Днем, после обеда, я сняла с обороны половину своего взвода и повела пулеметчиков в баню. Настроение у людей было праздничное как только вылезли из траншеи, запели свою любимую:
Здравствуй, милая Маруся!На крутом берегу Осьмы, в буйной заросли орешника, в знойном мареве томилась банька, срубленная «в лапу» из сухих сосновых хлыстов. Ее прожаренные стены, казалось, звонко гудели. Над круглой жестяной трубой струился домовитый сизый дымок.
И тут же на поляне, на разостланной плащ-палатке, лежала целая куча солдатского добра: белье, полотенца, брусочки мыла по норме, новое летнее обмундирование, сапоги яловые и кирзовые, ботинки «на гусеничном ходу». И чего-чего только тут не было! А над кучей, как Кощей над златом, раскрылатился наш ротный старшина Максим Нефедов.
Дед Бахвалов выбрал веник поменьше и с поклоном протянул мне: «Попарьтесь-ка во славу, пока мы шурум-бурум получаем».
Поблагодарив, я вошла в предбанник, нерешительно заглянула в парилку, да так и отпрянула. Ад кромешный! Преисподняя. Раскаленным воздухом меня едва с ног не сшибло.

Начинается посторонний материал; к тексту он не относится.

PR #636, opened 2019-11-25
change domain broker from cloud.gov hz to cdn-broker-test.cloud.gov

mxplusb:
This was stuck in a resolving loop, by using the CDN broker hosted zone, I can create test CNAME records, resolving to the ELBs, which send the traffic from the other domain through the platform. This is the proper design, the existing LE design I was using was wrong.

Нет, сказала я, возвращая деду веник, что-то у меня нет желания изжариться заживо. Помоюсь после всех, без пара.
Солдаты засмеялись и с веселым гомоном повалили в баню. Нижнее белье, полотенца и мыло принял дед Бахвалов. Все остальное на весь взвод получала я. И не торопилась: пусть ребята попарятся всласть.

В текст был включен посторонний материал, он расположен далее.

PR #654, opened 2020-01-17
updated concourse worker policy.

mxplusb:
Allowing policy that allows for Concourse to read it's own pipeline credentials.

Reference build: [#1800](https://ci.fr.cloud.gov/teams/main/pipelines/terraform-provision/jobs/plan-bootstrap-tooling/builds/1800)

## Security Considerations

Concourse can read but not write credentials from a variable store without an operator having to manually set them in the pipeline. This doesn't change the existing posture, just streamlines the process.


bengerman13:
This looks fine to me, but there are a bunch of changes that have built up in TF (I think from the work @ChrisMcGowan and @soutenniza have been working on), so shipping it might get weird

Прошел час времени, а из бани еще никто не выходил. Прошло еще полчаса. Появилось мое начальство: командир пулеметной роты Ухватов, с прошлогодним веником под мышкой (запасливый). Потом мой собрат по оружию лейтенант Федор Рублев привел половину своих пулеметчиков. А мои всё мылись.
Старшина наконец потерял терпение и постучал в дверь, закрытую изнутри на запор. Ни ответа, ни привета. Он обошел баньку вокруг и заглянул в подслеповатое оконце. Вернулся и доложил Ухватову:
Ни лысого не видно. Угорели они, что ли?..
Подождали еще с четверть часа. И вдруг двери предбанника распахнулись настежь, на улицу вылетел пулеметчик Попсуевич с белыми ошалелыми глазами, бордово-красный, мокрый, с разбегу бултыхнулся в реку.
Один спекся, невозмутимо отметил писарь.
Остальные все еще парились. Ротный Ухватов запетушился:
Пора и честь знать. Выгоняй своих!
Я возразила:
Да вы что? Они же в чем мать родила!
Федор Рублев и его ребята добродушно похохатывали. А старшина Максим рассвирепел:
Я их, гавриков, сейчас попарю! Они у меня неделю чесаться будут.
Он выбрал из кучи брезентовые рукавицы и куда-то ушел. Вернулся с огромным букетом лесной молодой крапивы стрекавы. Не мешкая, тут же проворно разделся, натянул на бритую голову пилотку и, грузный, белотелый, решительно нырнул в банное нутро. Из парилки донесся истошный визг, хохот, и снова все затихло.
Через десять минут, распаренный и исхлестанный до багровых полос, Максим не без посторонней помощи вывалился из предбанника и упал лицом на молодую травку.
И второй готов, невозмутимо отметил писарь. Ротный Ухватов склонился над Максимом, спросил участливо:
Что с тобой, старшина? Плохо, что ли? Максим с трудом оторвал от земли очугуневшую голову:
Они м-м-ме-ня...
Побили, что ли?
П-п-па-ри-ли... в двенадцать в-ве-ников...
Ухватов взвизгнул совсем по-бабьи и с хохотом повалился на траву. Смеялись пулеметчики Федора Рублева. Сам он заходился до упаду, выкрикивая сквозь слезы:
Вот это баня!.. Ах, молодцы!..
Давно и я так не смеялась. Нет, что ни говори, а фронтовая солдатская баня заслуживает похвального слова.